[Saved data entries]
Segment Open

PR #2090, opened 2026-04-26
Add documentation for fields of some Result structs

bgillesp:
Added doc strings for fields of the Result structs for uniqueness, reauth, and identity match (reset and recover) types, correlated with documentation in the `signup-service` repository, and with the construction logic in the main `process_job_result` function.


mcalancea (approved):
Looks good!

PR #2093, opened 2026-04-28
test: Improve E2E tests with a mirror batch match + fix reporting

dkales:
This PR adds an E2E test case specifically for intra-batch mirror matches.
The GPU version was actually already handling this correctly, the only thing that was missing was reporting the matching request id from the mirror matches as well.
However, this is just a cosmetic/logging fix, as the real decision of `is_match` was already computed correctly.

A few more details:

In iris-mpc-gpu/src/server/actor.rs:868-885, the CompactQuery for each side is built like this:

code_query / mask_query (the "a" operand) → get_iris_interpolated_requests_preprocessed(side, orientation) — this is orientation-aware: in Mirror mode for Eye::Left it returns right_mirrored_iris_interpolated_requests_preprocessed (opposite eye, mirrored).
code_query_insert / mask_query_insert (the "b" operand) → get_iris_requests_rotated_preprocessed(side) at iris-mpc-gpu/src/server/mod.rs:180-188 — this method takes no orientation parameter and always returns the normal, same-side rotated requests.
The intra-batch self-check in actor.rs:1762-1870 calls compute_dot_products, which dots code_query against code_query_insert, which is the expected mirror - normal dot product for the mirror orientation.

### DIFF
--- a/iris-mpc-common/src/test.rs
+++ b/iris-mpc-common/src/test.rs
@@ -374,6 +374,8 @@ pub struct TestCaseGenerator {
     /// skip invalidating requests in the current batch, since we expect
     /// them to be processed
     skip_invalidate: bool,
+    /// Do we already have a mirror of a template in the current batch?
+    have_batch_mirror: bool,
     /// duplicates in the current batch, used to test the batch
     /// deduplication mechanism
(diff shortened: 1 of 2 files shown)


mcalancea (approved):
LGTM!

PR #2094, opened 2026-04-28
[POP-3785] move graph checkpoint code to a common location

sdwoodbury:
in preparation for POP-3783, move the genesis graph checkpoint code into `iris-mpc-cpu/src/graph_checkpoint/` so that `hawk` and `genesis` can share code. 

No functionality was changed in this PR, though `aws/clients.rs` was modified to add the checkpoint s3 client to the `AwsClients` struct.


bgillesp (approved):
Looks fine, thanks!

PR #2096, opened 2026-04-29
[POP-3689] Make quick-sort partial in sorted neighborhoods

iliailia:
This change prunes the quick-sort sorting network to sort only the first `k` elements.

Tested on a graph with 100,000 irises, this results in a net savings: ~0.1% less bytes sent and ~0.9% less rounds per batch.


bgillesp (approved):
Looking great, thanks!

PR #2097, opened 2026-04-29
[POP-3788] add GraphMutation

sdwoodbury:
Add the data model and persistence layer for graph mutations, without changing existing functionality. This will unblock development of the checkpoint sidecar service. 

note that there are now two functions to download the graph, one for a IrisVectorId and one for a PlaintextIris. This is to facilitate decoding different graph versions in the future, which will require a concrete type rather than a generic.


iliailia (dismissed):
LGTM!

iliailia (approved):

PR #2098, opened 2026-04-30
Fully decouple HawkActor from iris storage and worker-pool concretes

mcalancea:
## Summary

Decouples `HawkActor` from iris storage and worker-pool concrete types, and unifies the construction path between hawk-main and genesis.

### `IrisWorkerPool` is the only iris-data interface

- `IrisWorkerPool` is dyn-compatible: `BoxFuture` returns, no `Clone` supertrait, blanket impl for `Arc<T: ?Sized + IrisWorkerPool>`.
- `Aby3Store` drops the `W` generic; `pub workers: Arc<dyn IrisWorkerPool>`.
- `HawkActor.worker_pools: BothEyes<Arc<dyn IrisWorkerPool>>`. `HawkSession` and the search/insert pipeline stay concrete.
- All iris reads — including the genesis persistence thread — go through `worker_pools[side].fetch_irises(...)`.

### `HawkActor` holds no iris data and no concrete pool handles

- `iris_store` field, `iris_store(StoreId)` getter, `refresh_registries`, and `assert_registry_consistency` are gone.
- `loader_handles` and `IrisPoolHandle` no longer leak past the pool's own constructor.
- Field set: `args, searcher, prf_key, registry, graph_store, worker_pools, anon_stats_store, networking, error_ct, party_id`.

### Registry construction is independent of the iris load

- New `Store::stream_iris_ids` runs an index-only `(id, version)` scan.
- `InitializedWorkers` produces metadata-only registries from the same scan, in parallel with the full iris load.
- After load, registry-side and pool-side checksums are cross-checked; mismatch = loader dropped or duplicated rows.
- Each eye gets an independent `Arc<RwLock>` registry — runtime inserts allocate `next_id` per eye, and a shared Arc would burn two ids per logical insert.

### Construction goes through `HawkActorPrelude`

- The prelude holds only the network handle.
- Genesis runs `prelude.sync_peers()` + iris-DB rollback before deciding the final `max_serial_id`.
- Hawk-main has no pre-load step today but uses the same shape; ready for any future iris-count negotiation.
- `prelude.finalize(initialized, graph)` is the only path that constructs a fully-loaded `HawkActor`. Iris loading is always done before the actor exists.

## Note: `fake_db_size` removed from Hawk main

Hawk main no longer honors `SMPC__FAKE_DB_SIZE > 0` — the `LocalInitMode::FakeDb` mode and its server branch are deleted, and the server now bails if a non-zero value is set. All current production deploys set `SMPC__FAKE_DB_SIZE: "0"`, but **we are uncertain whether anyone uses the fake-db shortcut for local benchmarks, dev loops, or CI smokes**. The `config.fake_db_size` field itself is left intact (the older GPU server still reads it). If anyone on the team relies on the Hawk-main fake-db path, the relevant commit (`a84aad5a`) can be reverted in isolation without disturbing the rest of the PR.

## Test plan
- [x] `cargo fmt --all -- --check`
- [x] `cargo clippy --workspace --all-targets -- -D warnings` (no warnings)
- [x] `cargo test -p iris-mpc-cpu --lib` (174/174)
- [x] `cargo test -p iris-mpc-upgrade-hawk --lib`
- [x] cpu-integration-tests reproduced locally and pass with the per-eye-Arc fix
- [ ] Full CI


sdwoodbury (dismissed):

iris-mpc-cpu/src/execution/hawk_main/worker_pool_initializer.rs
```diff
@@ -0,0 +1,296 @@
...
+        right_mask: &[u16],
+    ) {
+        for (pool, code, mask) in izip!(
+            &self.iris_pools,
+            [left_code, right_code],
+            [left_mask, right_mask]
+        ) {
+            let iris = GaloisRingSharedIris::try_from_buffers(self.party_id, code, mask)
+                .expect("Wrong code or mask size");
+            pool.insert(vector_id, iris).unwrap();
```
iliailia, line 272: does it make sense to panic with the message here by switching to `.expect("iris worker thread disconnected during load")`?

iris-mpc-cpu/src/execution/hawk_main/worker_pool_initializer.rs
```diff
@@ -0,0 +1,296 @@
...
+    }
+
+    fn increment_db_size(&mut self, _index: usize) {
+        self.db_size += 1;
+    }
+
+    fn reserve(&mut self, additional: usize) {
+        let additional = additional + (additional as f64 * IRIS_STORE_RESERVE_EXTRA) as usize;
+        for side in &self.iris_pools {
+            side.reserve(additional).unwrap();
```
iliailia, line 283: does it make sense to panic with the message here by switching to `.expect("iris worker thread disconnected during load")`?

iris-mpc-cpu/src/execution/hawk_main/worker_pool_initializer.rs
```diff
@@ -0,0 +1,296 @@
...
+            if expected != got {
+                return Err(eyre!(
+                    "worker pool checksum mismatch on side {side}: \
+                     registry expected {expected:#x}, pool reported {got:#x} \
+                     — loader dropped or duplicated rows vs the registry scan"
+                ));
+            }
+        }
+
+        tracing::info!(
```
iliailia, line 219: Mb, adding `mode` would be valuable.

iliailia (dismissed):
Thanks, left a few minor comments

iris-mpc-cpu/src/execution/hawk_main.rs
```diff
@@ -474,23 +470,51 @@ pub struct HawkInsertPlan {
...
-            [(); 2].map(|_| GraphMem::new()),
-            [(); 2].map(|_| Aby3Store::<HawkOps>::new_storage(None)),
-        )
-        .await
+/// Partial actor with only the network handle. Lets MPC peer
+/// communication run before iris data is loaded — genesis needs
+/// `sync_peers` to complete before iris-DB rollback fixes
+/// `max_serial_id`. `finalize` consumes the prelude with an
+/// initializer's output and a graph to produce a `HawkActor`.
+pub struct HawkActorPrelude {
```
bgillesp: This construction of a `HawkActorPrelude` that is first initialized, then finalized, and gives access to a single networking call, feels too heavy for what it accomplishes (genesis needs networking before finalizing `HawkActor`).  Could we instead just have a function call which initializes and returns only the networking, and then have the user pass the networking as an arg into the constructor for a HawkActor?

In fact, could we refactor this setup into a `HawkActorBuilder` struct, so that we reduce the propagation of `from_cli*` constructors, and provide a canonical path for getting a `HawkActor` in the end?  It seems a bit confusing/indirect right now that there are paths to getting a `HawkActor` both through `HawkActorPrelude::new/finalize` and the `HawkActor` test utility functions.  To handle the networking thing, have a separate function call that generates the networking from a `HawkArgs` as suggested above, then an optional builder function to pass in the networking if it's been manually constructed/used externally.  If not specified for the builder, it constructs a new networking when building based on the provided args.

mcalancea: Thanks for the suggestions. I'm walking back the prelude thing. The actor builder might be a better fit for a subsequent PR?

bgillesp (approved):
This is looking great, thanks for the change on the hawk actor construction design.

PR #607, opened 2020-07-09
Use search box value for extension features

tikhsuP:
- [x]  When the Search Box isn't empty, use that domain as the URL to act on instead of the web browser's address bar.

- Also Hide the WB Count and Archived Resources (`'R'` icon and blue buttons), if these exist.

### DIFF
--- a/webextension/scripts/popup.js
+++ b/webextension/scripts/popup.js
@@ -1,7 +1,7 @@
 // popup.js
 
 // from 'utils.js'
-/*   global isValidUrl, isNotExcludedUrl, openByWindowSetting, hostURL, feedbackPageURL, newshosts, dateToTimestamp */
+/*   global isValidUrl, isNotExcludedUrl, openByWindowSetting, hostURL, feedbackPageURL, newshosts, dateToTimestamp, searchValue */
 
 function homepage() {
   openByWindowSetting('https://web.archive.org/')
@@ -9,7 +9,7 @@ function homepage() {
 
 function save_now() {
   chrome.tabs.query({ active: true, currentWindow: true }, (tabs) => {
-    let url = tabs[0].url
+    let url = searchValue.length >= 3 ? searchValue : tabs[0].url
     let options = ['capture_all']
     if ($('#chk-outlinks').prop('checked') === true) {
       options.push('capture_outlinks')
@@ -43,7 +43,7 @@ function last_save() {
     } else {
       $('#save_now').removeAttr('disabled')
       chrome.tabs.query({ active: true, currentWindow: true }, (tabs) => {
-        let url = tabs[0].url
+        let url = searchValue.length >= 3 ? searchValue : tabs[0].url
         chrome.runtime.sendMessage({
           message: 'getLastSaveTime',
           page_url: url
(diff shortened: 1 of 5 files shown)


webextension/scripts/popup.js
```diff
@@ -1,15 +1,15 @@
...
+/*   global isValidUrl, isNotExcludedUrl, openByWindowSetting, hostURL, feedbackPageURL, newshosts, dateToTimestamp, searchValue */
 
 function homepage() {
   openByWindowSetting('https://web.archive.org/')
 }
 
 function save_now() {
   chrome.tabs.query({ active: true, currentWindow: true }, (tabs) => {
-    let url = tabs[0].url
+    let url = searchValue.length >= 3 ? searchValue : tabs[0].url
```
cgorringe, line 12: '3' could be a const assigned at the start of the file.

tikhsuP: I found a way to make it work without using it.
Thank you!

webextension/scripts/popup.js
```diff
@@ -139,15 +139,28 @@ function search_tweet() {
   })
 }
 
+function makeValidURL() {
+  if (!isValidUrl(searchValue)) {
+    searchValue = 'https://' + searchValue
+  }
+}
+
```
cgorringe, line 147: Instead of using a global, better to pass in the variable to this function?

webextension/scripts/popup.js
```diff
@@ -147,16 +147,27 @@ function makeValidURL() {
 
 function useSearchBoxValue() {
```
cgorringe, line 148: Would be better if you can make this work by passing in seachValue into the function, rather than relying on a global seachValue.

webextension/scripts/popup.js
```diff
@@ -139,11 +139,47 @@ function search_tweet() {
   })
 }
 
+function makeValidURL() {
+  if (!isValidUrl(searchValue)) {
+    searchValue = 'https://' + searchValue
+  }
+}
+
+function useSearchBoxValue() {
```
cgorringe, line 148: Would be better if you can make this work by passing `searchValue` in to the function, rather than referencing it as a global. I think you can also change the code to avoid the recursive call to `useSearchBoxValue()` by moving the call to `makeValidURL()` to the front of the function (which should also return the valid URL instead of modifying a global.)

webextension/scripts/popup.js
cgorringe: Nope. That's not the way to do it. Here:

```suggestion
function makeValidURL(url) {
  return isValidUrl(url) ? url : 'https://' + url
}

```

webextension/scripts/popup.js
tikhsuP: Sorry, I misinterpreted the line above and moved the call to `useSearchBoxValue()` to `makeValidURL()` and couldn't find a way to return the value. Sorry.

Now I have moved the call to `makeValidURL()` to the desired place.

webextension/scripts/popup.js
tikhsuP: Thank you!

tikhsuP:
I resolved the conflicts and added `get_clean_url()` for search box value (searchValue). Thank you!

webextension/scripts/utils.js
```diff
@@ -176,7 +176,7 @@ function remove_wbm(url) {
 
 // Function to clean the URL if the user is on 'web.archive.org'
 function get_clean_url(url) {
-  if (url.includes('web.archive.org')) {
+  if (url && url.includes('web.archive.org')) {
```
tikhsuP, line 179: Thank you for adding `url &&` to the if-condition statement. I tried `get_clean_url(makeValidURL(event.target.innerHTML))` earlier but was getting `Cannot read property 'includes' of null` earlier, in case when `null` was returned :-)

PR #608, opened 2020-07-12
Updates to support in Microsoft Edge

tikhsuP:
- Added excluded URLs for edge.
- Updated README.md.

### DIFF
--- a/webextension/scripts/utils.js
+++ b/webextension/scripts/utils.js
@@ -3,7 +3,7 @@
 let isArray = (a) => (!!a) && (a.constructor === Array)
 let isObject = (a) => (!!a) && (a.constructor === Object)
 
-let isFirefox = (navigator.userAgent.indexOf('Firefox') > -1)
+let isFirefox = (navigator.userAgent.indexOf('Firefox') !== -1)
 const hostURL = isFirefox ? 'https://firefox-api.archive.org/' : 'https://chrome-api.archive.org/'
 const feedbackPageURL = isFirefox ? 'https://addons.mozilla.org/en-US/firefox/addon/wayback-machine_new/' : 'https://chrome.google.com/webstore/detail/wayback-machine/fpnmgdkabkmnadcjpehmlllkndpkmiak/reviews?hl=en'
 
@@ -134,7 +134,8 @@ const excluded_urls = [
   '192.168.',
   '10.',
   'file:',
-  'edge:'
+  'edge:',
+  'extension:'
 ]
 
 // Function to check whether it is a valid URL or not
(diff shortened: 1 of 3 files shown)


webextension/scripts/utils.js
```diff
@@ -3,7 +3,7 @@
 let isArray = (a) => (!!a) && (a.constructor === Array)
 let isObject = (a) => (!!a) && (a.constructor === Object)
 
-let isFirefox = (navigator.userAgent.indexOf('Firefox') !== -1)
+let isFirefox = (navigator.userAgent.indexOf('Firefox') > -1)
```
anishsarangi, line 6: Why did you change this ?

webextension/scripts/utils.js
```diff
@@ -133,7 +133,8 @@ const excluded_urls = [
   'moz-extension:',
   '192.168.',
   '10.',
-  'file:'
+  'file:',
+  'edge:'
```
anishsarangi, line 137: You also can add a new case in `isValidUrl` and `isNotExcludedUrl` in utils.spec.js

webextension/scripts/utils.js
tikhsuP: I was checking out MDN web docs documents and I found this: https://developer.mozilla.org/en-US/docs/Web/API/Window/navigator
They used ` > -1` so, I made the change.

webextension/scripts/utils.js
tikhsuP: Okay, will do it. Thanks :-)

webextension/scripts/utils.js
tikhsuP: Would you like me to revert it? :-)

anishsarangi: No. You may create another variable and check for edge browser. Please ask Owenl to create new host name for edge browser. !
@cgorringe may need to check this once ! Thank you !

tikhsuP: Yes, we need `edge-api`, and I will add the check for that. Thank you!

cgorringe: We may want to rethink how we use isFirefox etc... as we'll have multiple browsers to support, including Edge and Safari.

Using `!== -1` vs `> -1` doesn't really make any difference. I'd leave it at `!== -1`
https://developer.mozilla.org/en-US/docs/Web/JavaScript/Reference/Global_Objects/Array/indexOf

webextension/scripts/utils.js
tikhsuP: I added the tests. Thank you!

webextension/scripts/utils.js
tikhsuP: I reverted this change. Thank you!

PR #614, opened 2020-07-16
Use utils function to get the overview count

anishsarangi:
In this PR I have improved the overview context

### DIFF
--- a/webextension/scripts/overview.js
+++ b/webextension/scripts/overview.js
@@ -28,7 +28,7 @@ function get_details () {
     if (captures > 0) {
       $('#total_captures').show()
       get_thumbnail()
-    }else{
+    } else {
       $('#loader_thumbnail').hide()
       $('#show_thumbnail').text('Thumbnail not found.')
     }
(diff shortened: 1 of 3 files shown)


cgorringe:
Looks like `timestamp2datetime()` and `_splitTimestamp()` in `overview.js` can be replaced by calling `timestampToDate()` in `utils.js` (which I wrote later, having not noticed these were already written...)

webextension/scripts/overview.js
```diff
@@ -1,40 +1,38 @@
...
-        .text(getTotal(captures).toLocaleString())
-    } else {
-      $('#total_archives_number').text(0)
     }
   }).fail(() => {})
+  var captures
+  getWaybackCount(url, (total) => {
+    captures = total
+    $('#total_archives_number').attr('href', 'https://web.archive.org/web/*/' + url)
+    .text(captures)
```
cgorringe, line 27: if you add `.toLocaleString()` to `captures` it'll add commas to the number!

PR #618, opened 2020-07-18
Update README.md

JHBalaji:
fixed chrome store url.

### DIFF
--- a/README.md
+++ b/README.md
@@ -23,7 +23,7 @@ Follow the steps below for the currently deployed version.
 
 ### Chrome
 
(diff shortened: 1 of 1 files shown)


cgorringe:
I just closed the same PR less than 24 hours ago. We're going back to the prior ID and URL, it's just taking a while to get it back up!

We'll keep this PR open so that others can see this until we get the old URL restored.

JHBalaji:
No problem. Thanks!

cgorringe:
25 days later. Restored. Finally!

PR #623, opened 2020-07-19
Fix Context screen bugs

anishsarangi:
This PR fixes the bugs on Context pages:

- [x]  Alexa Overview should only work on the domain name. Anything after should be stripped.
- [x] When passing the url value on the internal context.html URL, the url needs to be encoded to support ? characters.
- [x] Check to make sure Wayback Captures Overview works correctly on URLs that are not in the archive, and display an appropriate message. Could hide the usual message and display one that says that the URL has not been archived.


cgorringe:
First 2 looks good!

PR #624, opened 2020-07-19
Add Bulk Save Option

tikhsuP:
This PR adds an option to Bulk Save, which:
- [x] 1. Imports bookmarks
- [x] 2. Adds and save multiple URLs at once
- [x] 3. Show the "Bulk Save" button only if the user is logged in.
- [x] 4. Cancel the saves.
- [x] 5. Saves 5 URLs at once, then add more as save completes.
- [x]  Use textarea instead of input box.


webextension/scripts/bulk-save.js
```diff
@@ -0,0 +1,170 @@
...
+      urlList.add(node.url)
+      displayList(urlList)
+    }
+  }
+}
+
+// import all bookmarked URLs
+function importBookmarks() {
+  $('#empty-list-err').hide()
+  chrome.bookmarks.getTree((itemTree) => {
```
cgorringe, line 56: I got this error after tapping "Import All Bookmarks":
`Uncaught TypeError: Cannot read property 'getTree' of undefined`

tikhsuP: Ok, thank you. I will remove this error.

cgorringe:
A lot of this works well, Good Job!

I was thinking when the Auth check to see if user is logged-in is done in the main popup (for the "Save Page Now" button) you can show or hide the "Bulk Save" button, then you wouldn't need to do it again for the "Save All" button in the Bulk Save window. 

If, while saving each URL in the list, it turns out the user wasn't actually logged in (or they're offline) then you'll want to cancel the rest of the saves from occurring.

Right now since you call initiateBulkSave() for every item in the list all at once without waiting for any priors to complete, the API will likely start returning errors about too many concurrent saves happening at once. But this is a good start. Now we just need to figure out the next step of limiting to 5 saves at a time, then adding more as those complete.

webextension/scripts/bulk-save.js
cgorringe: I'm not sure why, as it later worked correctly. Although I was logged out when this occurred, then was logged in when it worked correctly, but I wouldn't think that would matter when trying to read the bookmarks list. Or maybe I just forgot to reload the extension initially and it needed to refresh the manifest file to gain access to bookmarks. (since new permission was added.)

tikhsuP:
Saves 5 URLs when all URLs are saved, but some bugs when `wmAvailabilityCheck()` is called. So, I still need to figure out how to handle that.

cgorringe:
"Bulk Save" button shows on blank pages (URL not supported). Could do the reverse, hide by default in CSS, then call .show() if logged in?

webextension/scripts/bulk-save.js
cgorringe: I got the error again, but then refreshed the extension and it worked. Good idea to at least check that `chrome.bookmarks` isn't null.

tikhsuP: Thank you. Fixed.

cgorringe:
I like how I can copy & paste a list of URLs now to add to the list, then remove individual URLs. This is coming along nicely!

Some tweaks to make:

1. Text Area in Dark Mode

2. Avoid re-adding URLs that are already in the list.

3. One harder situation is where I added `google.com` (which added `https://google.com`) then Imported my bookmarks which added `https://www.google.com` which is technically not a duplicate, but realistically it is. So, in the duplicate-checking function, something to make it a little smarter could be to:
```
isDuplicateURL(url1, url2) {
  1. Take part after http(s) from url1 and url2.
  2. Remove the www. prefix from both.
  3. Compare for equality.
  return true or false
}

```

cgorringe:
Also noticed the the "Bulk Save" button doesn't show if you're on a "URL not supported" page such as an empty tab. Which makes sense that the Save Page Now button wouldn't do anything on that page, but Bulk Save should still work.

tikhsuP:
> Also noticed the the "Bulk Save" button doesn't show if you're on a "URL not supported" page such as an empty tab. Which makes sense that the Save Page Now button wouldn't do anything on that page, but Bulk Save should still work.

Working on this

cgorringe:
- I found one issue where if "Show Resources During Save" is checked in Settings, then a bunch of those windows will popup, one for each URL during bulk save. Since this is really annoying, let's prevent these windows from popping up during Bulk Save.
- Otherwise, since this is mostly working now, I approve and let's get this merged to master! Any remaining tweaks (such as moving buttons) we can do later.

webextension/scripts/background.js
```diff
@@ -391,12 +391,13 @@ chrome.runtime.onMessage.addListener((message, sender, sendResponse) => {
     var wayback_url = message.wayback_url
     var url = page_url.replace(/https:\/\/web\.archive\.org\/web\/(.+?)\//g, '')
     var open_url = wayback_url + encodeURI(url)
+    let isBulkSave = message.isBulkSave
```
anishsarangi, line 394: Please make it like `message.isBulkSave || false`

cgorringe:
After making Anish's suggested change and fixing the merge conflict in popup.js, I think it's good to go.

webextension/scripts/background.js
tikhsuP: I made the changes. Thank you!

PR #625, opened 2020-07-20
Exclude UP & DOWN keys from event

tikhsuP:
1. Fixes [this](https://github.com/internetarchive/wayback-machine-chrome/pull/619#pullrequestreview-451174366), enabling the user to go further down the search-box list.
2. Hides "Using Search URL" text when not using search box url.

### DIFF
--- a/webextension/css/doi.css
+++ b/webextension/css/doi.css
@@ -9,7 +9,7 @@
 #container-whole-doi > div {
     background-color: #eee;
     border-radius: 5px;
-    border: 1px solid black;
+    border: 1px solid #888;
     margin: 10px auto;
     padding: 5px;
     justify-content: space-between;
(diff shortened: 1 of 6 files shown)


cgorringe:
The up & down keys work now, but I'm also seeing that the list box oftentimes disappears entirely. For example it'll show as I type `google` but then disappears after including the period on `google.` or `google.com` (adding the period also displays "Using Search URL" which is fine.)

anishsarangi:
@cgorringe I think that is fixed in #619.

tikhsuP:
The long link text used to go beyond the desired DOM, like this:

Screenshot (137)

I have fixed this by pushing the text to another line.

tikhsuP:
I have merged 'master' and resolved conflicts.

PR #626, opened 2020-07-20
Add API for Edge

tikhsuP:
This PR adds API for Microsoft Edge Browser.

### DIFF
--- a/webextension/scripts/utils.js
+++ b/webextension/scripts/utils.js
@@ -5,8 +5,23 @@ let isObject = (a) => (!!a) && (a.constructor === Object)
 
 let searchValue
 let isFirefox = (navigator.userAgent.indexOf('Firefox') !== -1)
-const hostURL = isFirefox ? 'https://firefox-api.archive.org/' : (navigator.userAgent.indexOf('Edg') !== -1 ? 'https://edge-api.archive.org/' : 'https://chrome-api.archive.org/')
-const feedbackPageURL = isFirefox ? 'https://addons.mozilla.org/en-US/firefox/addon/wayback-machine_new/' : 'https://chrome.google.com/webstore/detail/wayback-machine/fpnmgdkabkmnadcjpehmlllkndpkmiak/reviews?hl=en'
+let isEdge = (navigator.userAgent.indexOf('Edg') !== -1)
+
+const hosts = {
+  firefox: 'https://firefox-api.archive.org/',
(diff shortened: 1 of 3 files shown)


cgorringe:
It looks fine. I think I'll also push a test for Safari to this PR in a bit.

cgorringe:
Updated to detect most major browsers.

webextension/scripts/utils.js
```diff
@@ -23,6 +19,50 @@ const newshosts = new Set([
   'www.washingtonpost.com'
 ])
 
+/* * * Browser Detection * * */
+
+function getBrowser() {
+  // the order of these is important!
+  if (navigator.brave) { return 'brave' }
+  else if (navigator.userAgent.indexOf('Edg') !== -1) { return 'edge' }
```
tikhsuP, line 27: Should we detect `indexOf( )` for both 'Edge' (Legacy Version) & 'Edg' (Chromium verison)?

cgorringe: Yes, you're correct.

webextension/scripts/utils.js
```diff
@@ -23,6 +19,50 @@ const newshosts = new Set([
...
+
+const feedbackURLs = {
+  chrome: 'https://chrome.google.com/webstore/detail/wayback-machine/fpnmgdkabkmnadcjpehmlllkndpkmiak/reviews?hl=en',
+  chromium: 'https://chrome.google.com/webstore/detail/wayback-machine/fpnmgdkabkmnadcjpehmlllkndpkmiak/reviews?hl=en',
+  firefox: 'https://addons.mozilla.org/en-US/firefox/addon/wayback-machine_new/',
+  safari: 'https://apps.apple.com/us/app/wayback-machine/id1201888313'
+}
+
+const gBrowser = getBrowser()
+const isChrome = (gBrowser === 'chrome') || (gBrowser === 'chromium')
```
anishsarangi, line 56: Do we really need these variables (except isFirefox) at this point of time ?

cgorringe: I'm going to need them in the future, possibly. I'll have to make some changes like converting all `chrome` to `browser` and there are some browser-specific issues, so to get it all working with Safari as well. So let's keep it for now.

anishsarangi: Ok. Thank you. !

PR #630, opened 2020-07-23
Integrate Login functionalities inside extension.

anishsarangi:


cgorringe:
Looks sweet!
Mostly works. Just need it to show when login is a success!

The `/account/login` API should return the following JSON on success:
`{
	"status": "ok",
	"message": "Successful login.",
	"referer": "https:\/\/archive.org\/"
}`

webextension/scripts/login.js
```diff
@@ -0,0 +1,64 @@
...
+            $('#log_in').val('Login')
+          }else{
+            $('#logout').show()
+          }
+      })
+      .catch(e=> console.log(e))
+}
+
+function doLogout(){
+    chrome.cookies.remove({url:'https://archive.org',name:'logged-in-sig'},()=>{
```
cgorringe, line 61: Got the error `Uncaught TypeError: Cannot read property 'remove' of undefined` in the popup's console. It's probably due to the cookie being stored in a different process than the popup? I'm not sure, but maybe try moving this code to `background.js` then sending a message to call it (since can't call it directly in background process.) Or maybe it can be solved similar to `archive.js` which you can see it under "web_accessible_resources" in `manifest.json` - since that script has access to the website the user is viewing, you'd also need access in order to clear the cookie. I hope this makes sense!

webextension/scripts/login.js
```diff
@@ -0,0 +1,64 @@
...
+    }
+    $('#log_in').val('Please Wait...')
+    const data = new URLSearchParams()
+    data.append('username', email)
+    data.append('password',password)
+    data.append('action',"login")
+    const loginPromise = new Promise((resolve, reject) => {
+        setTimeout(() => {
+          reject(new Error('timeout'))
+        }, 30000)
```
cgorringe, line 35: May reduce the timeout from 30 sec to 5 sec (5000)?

Segment Closed

_THE TASK_
Each line of the data above that contains the string "buttons" should be counted; give only the total.

_ANSWER BELOW_
2